Work instructions:
Across the entries below, how many lines have the word "retried" in them? Respond with only the number.
□ □ □ □ □ □ □
PR #351, opened 2026-05-04
init/luks: improve FIDO2 unlock error handling and PIN-attempt accounting

pilotstew:
Four small behavioural improvements to FIDO2 unlock that today fail opaquely or mis-account PIN attempts, plus a consolidated test file. Each commit is self-contained.

### 1. Silent skip when a plugged-in key isn't enrolled here

When the user has multiple FIDO2 keys plugged in (common: YubiKey + backup), only one is enrolled with a given volume. Today every other key logs an opaque `libfido2 error 46` at info level as the unlock loop iterates through them — noise rather than signal.

Recognise `FIDO_ERR_NO_CREDENTIALS` (0x2e/46) and `FIDO_ERR_INVALID_CREDENTIAL` (0x22/34) at the plugin layer via a new `IsFido2WrongDevice` predicate, surface them to the unlock loop as `errFido2WrongDevice`, and skip the device with a debug-level log instead.

### 2. Re-prompt with PIN entry when the token requires one

When credential metadata says no PIN is required but the token has had one set since enrollment (firmware update, policy change), the device returns `FIDO_ERR_PIN_REQUIRED` and the unlock fails opaquely. The user sees a `libfido2 error 54` log and is dropped to the passphrase prompt even though entering their PIN would have unlocked it.

Recognise `FIDO_ERR_PIN_REQUIRED` (0x36/54) via a new `IsFido2PinRequired` predicate, surface it as `errFido2PinNeeded`, and on first hit flip the local `pinRequired` flag, re-extend `maxAttempts` to 3, and re-enter the loop without consuming an attempt so the user gets a PIN prompt for this token.

### 3. Count PIN_AUTH_INVALID and UV_INVALID as wrong-PIN

`IsFido2PinInvalid` currently only matches `FIDO_ERR_PIN_INVALID` (49). Two related codes for the same wrong-secret family fall through to the opaque-info path and don't get retried:

- `FIDO_ERR_PIN_AUTH_INVALID` (0x33 / 51) — wrong PIN auth attempt
- `FIDO_ERR_UV_INVALID`       (0x3f / 63) — wrong on-device user-verification (built-in fingerprint, etc)

Neither is mapped to a named go-libfido2 error in v1.5.3, so detect them via the generic `libfido2 error N` string from `errFromCode`'s default case, mirroring the existing `IsFido2PinBlocked` pattern.

### 4. Don't consume a PIN attempt on touch timeout

When a PIN-bearing FIDO2 token times out waiting for touch (no finger inside the device's UP window), libfido2 returns `FIDO_ERR_USER_ACTION_TIMEOUT` (0x2f/47) or `FIDO_ERR_ACTION_TIMEOUT` (0x3a/58). Today the loop treats this as a generic error and breaks, so the user loses 1 of their 3 PIN attempts for a fumbled tap even though their PIN was correct.

New `IsFido2TouchTimeout` predicate covers both codes; on PIN devices the loop re-prompts without consuming an attempt. Non-PIN devices fall through unchanged (their loop only runs once).

### Tests

`init/fido2plugin/errors_test.go` covers all four predicates against their mapped sentinels, the unmapped generic-string codes, `errors.Is` wrapping, and negatives.

### DIFF
--- a/init/fido2_cgo.go
+++ b/init/fido2_cgo.go
@@ -71,3 +71,11 @@ func isFido2PinBlockedError(err error) bool {
 	}
 	return fido2plugin.IsFido2PinBlocked(err)
 }
+
+func isFido2WrongDeviceError(err error) bool {
+	loadFido2Plugin()
+	if fido2plugin == nil {
+		return false
+	}
+	return fido2plugin.IsFido2WrongDevice(err)
+}
--- a/init/fido2_cgo.go
+++ b/init/fido2_cgo.go
@@ -87,3 +87,11 @@ func isFido2PinRequiredError(err error) bool {
 	}
 	return fido2plugin.IsFido2PinRequired(err)
 }
+
+func isFido2TouchTimeoutError(err error) bool {
+	loadFido2Plugin()
+	if fido2plugin == nil {
+		return false
+	}
+	return fido2plugin.IsFido2TouchTimeout(err)
+}
--- a/init/fido2_cgo.go
+++ b/init/fido2_cgo.go
@@ -79,3 +79,11 @@ func isFido2WrongDeviceError(err error) bool {
 	}
 	return fido2plugin.IsFido2WrongDevice(err)
 }
+
+func isFido2PinRequiredError(err error) bool {
+	loadFido2Plugin()
+	if fido2plugin == nil {
+		return false
+	}
+	return fido2plugin.IsFido2PinRequired(err)
+}
--- a/init/fido2_nocgo.go
+++ b/init/fido2_nocgo.go
@@ -19,3 +19,7 @@ func isFido2PinAuthBlockedError(err error) bool {
 func isFido2PinBlockedError(err error) bool {
 	return false
 }
+
+func isFido2WrongDeviceError(err error) bool {
+	return false
+}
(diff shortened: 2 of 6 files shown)


pilotstew:
Apologies for the force-push — if you'd already started reviewing the
original three commits.

The two new commits (056af77 and 36ec23d) cover two more FIDO2
error-handling cases:

- 056af77 extends `IsFido2PinInvalid` to also count `PIN_AUTH_INVALID`
  (51) and `UV_INVALID` (63) as wrong-PIN attempts. Today they fall
  through to the opaque-info path and don't get retried.
- 36ec23d adds `IsFido2TouchTimeout` and stops a touch timeout from
  burning one of the user's three PIN attempts on PIN-bearing tokens.

anatol (approved):

anatol:
Thank you @pilotstew for your contributions to the project!

pilotstew:
You're welcome. I didn't really initially intend all of this. But I've been enjoying it. Really I just wanted a nice plymouth interface. When I shared it it was more of a hey I made it work for me if it's helpful to anyone else. Locally I've finally reached what I set out to do. I've been working on carving it up into manageable pieces the last couple days but it's done in principle. Some minor messaging/display tweaks.

PR #352, opened 2026-05-04
init/luks: dedup the plymouth-or-console password prompt

pilotstew:
`recoverFido2Password`, `recoverSystemdTPM2Password`, and `requestKeyboardPassword` each open-code the same shape: try plymouth when enabled, log a warning and fall back to the console reader on failure.

Extract `askPasswordWithFallback` in `plymouth.go` and call it from all three sites. ~23 lines deleted, no behaviour change. `init` and `generator` tests pass.


anatol (approved):

anatol:
Thank you!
□ □ □ □ □ □ □
Output for this exercise:
2